- Record set
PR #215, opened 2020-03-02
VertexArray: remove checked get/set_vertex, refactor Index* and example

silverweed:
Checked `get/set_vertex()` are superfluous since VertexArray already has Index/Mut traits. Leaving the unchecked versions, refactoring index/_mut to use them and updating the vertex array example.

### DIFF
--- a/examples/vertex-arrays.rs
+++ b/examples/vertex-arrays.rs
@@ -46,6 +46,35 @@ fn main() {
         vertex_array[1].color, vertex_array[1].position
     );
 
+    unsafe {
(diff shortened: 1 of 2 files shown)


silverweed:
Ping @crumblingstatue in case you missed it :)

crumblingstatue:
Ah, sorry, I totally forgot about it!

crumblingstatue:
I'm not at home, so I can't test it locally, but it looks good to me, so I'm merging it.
--
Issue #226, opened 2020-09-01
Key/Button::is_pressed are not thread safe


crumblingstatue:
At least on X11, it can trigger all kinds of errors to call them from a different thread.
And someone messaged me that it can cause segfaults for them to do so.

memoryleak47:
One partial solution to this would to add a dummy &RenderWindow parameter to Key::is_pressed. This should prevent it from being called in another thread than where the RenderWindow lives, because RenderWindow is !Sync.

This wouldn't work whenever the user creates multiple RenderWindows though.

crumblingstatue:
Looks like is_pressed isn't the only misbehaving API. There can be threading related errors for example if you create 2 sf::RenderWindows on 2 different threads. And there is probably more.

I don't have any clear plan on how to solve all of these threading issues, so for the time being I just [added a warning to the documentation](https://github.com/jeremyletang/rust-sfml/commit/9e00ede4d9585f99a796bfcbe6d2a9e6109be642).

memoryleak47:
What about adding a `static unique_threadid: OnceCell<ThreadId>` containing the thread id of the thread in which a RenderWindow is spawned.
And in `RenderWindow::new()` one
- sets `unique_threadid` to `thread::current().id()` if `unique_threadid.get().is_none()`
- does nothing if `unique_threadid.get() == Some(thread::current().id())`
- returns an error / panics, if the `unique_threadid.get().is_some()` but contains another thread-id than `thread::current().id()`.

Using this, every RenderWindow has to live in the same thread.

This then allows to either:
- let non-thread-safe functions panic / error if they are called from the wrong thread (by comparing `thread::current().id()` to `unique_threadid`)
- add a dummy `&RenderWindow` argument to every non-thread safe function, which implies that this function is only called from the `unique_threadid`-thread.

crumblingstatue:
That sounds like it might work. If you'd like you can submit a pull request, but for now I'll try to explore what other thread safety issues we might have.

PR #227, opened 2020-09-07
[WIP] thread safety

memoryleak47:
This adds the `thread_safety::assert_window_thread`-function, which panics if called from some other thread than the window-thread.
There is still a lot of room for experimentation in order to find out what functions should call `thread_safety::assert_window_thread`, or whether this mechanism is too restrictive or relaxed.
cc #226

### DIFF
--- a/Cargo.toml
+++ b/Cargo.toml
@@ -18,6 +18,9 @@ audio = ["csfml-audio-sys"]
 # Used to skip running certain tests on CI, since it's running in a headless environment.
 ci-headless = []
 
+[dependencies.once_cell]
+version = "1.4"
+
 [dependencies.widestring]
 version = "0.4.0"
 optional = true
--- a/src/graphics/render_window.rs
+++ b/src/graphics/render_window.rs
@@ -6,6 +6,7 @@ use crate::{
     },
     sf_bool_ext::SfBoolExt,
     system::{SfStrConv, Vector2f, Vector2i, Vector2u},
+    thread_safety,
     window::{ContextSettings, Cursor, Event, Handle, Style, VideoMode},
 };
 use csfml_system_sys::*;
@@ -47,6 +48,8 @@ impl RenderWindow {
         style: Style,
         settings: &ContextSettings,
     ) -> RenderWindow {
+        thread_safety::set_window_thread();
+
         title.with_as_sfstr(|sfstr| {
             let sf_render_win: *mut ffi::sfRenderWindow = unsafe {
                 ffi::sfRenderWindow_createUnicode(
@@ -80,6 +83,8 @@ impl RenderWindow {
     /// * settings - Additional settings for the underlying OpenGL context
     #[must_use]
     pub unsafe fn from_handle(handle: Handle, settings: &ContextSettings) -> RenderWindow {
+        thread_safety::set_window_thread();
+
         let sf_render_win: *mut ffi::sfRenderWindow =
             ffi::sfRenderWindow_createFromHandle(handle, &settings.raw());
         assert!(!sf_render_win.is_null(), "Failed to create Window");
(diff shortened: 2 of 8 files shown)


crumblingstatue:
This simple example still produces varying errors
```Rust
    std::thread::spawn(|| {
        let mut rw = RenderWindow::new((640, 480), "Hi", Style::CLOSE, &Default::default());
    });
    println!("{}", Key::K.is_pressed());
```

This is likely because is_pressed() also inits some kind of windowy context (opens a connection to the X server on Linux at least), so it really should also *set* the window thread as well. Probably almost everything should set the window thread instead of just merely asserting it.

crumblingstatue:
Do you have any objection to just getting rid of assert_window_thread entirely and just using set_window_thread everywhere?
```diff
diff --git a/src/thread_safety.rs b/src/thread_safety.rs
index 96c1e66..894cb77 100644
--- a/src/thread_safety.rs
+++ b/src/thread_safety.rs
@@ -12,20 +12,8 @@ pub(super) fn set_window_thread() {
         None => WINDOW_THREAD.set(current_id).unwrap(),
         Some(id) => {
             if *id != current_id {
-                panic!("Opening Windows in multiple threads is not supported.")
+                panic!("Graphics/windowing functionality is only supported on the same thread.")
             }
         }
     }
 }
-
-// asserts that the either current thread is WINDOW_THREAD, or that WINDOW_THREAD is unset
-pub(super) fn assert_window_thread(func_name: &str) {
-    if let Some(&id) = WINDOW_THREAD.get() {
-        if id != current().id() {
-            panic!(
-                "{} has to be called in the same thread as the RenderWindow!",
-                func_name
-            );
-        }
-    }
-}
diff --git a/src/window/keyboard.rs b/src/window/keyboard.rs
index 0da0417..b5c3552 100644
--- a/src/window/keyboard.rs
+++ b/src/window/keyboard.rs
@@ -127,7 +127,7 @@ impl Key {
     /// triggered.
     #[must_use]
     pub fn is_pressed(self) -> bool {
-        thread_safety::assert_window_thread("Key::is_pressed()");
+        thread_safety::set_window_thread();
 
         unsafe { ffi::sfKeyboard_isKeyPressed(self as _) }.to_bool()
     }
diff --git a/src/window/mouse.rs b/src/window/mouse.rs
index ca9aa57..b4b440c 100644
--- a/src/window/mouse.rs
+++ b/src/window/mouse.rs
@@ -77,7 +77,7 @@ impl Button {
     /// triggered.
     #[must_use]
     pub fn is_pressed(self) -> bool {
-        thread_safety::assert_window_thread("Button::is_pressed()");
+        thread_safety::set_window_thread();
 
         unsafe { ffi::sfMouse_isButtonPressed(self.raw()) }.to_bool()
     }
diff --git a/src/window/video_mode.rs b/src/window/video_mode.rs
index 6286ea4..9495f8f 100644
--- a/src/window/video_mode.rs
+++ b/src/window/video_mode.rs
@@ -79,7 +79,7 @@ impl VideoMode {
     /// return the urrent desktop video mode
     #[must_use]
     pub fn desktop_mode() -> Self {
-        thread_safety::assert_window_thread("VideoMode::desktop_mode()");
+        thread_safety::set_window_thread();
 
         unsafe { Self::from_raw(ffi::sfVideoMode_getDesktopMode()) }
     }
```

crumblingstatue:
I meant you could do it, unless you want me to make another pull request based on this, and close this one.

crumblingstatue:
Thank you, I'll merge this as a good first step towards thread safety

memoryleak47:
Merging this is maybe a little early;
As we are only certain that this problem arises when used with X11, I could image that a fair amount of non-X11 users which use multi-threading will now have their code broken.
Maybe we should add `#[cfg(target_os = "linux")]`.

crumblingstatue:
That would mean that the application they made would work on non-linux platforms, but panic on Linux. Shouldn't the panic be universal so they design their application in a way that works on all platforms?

- What this task involves
An exact, complete copy of the lines above from the one with "PR #215, opened 2020-03-02" through the one with "I'm not at home, so" is the whole answer.

- Problem solution
PR #215, opened 2020-03-02
VertexArray: remove checked get/set_vertex, refactor Index* and example

silverweed:
Checked `get/set_vertex()` are superfluous since VertexArray already has Index/Mut traits. Leaving the unchecked versions, refactoring index/_mut to use them and updating the vertex array example.

### DIFF
--- a/examples/vertex-arrays.rs
+++ b/examples/vertex-arrays.rs
@@ -46,6 +46,35 @@ fn main() {
         vertex_array[1].color, vertex_array[1].position
     );
 
+    unsafe {
(diff shortened: 1 of 2 files shown)


silverweed:
Ping @crumblingstatue in case you missed it :)

crumblingstatue:
Ah, sorry, I totally forgot about it!

crumblingstatue:
I'm not at home, so I can't test it locally, but it looks good to me, so I'm merging it.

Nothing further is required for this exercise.